Friday, August 7, 2015

On Finding Balance


I am on the road again this week.  Work sends me to Chicagoland, Indianapolis, and a great number of towns that I have to look up on the map.  

I'm going from school district to school district to help administrators, lunch ladies, secretaries, technology personnel, and whomsoever else needs it.  That means that I see a great range of situations and needs.  Sometimes, they just need me to point them in the right direction, and once I had to teach someone how use the shift key to make capital letters.  I see people who are so excited to use what I'm about to teach them and how much easier it will make their jobs, and I might turn around to a group of people who are resistant to change.  I could be patiently rewording an explanation on how they run daily processes.  I could have a group that understands computers well enough to pick up everything the first time.

In short, when I go onsite, it is a complete crap-shoot.  It's an interesting cross between adult education and customer service.  
And after most of a summer of these adventures, my boss and my boss’s boss have both checked in on me to make sure that I’m not burnt out. 

The answer that I’ve been giving them is “not yet.” 

However, I managed to schedule at least one social activity for every day that I was home last weekend, all before hitting the road once again.  That time was spent with good people and was time well spent, but it was that one more thing to do.  So not only did I need some time to decompress and have that “Me” time, but somewhere in there I also wanted to spend some time with my husband.  I am tired.

Finding that balance between work, social time, and rest is not something I have entirely figured out.  I have learned to tell Andy when I need to have some time alone.  I can turn down invitations.  I can take those small moments in between to breathe and let a great deal of things roll right off. 

And I have to.  What I stress out about more than anything is stressing out. Understandably, this gets very, very cyclical.  Stress happens, good stress and bad stress.  My body, like everyone else’s, is affected by stress.  My body is just a very particular kind of sensitive to some things, or maybe I’m just good at listening to it.  And I don’t bounce back well either.  This can be general aches and pains, trouble sitting/lying down, stomach pains, fecal leakage (leading to rash, sometimes), lack of energy, blood in the stool, and a number of other things.  And when I don’t listen to any of those, my body will give me a fever that means I need to sit my ass down for at least a day and do some serious sleeping.  And when I’ve been stressed enough, an abscess has been popping back up.  Yes, an abscess—when your colon leaks all over your abdominal cavity, they still happen every now and again. 

Alcohol stresses my body out.  Eating greasy food stresses my body out.  Eating acidic food can do it, too.  Trying to get into an exercise routine has been stressing my body out.  Not getting enough sleep definitely does it.  These and others can mean any of the aforementioned issues or all of them. 

So each time I’m invited to stay out longer than I know I should, I run through the potential consequences in my head—will it be too much?  Each time I’m out with friends and I’m offered a beer or a glass of wine, I run the mental calculation of whether I’m okay seeing blood in my stool again and the pain that comes with it.  Even when Andy and I want to spend some, **ahem**, time together, I have to run the system check to see if my body is up to it, considering that my symptomatically angry butt is close to other regions. 

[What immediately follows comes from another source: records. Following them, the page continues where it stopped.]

PR #1520, opened 2026-05-06
mngr_modal: keep test-only TestingModalInterface out of production import graph

weishi-imbue:
## Summary

- `mngr_modal/backend.py` no longer imports `modal_proxy.testing` at module top
- `ModalMode.TESTING` removed; `build_provider_instance` always builds `DirectModalInterface`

And yet, sometimes it hurts me just as much to say no.  I want to be part of the group.  I want to be part of the activity and the story.  I have a fear of missing out.  This means that I say yes more often than I should. 

By no means am I trying to make anyone feel guilty or that my time with them is making me sick.  I don’t need all persons to second-guess every time that I say yes to attending an event (with the exception of Andy and my parents).  I do want understanding when I have to decline an invitation (not that I actively think anyone takes offense).  I would like you to trust me that if I say yes or no, I have weighed the options and consequences accordingly.

The rules keep on changing, as my body keeps on fluxing, but I’m doing the best I can to keep it going.  Work adds that extra curve-ball into everything to ensure that I don't get too bored.  I'm trying to let those stressful weeks roll off and let things go as soon as possible, even though I still feel all of those things.  Sometimes, that means I have to choose not to feel anxious, which, again, makes you anxious if you're not careful.